What you have to do:
Only lines holding the word "performs" are wanted from the records; copy all of them.

(Recorded data)

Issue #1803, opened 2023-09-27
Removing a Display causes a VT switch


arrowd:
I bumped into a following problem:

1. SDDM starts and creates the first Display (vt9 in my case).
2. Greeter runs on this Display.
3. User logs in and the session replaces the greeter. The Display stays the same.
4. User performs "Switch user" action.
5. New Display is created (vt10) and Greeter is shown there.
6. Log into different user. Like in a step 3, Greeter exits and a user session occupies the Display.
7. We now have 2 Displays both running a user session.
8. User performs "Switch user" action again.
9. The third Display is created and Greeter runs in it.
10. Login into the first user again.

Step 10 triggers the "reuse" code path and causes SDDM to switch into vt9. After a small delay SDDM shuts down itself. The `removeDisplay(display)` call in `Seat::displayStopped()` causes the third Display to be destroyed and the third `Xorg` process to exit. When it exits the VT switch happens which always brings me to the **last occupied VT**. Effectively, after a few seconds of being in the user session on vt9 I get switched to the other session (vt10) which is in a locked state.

Response:
4. User performs "Switch user" action.
8. User performs "Switch user" action again.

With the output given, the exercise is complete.